◆ Entries provided ◆
PR #1260, opened 2026-07-28
feat(items): CSV bulk import for material properties

sidgaikwad:
## What & why

Material taxonomy (Substances, Shapes/Forms, Types, Finishes, Grades, Dimensions) could only be entered one row at a time through the config forms. This adds a **per-page "Bulk Import" CSV importer** to each of the six config screens, reusing the existing Parts-import machinery — so each gets a **downloadable template**, a column/enum-mapping wizard, and results modal for free.

Behaviour is **create-only, skip-duplicate** (as requested — never creates duplicates): a row matching an existing entry for the company **or** a global system row (`companyId IS NULL`) is reported as *skipped*; re-importing the same file is a no-op.

## Video
https://drive.google.com/file/d/1BLWkRUNaCDDTPQI_RuV4LuqxzV9EIAHt/view?usp=sharing

## How it works

The importer is registry-driven, so most of this is registration:

- **`apps/erp/app/modules/shared/imports.models.ts`** — registers the six taxonomy tables in `fieldMappings`, `importPermissions` (→ `parts`), and `importSchemas`. Child taxonomies reference their parent substance/shape **by name** via enum fetchers, resolved to ids by the mapping step (parents must pre-exist).
- **`packages/database/supabase/functions/import-csv/material-property-import.ts`** (new) — a config-driven importer with per-table dedup keyed on the DB unique constraints (`code` for substance/form; `(substance, name)` for finish/grade; `(form, name)` for dimension; both `(substance, form, code)` and `(substance, form, name)` for type), scoped to the company OR global rows. Wired into the `import-csv` edge function's table enum + switch.
- **Six taxonomy `<Table>` components** — surface the import button via the existing `importCSV` prop.

No DB migration (all six tables already exist); no new i18n strings.

## Verification

- `pnpm exec turbo run typecheck --filter=erp` — green.
- Biome clean; lingui extract produces zero `.po` diff (labels reuse existing strings).
- **End-to-end against the local stack (Substances):** uploaded a CSV with a duplicate of the global `ALUMINUM/AL` plus one new row → **1 inserted, 1 skipped** ("Already exists — skipped"); re-importing the same file → **0 inserted, 2 skipped** (idempotent). The inserted row was company-scoped (CUSTOM) with a DB-generated id.

## New Features

* Added create-only CSV import support for Material Substances, Shapes, Finishes, Grades, Types, and Dimensions.
* Added clearly labeled CSV import options to each corresponding material table.
* Imports validate required fields and parent relationships, skip existing or duplicate records, and report inserted, skipped, and failed rows.
* Material Dimensions imports support metric status values.

## Documentation

* Expanded CSV import guidance with supported tables, parent resolution, duplicate handling, and existing-record behavior.


barbinbrad:
With a PR like this, please provide a video demo in the description

sidgaikwad:
Added the video

aashu0148 (approved):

◆ Your assignment ◆
Set down every entry again, word for word.

◆ Exercise solution ◆
PR #1260, opened 2026-07-28
feat(items): CSV bulk import for material properties

sidgaikwad:
## What & why

Material taxonomy (Substances, Shapes/Forms, Types, Finishes, Grades, Dimensions) could only be entered one row at a time through the config forms. This adds a **per-page "Bulk Import" CSV importer** to each of the six config screens, reusing the existing Parts-import machinery — so each gets a **downloadable template**, a column/enum-mapping wizard, and results modal for free.

Behaviour is **create-only, skip-duplicate** (as requested — never creates duplicates): a row matching an existing entry for the company **or** a global system row (`companyId IS NULL`) is reported as *skipped*; re-importing the same file is a no-op.

## Video
https://drive.google.com/file/d/1BLWkRUNaCDDTPQI_RuV4LuqxzV9EIAHt/view?usp=sharing

## How it works

The importer is registry-driven, so most of this is registration:

- **`apps/erp/app/modules/shared/imports.models.ts`** — registers the six taxonomy tables in `fieldMappings`, `importPermissions` (→ `parts`), and `importSchemas`. Child taxonomies reference their parent substance/shape **by name** via enum fetchers, resolved to ids by the mapping step (parents must pre-exist).
- **`packages/database/supabase/functions/import-csv/material-property-import.ts`** (new) — a config-driven importer with per-table dedup keyed on the DB unique constraints (`code` for substance/form; `(substance, name)` for finish/grade; `(form, name)` for dimension; both `(substance, form, code)` and `(substance, form, name)` for type), scoped to the company OR global rows. Wired into the `import-csv` edge function's table enum + switch.
- **Six taxonomy `<Table>` components** — surface the import button via the existing `importCSV` prop.

No DB migration (all six tables already exist); no new i18n strings.

## Verification

- `pnpm exec turbo run typecheck --filter=erp` — green.
- Biome clean; lingui extract produces zero `.po` diff (labels reuse existing strings).
- **End-to-end against the local stack (Substances):** uploaded a CSV with a duplicate of the global `ALUMINUM/AL` plus one new row → **1 inserted, 1 skipped** ("Already exists — skipped"); re-importing the same file → **0 inserted, 2 skipped** (idempotent). The inserted row was company-scoped (CUSTOM) with a DB-generated id.

## New Features

* Added create-only CSV import support for Material Substances, Shapes, Finishes, Grades, Types, and Dimensions.
* Added clearly labeled CSV import options to each corresponding material table.
* Imports validate required fields and parent relationships, skip existing or duplicate records, and report inserted, skipped, and failed rows.
* Material Dimensions imports support metric status values.

## Documentation

* Expanded CSV import guidance with supported tables, parent resolution, duplicate handling, and existing-record behavior.


barbinbrad:
With a PR like this, please provide a video demo in the description

sidgaikwad:
Added the video

aashu0148 (approved):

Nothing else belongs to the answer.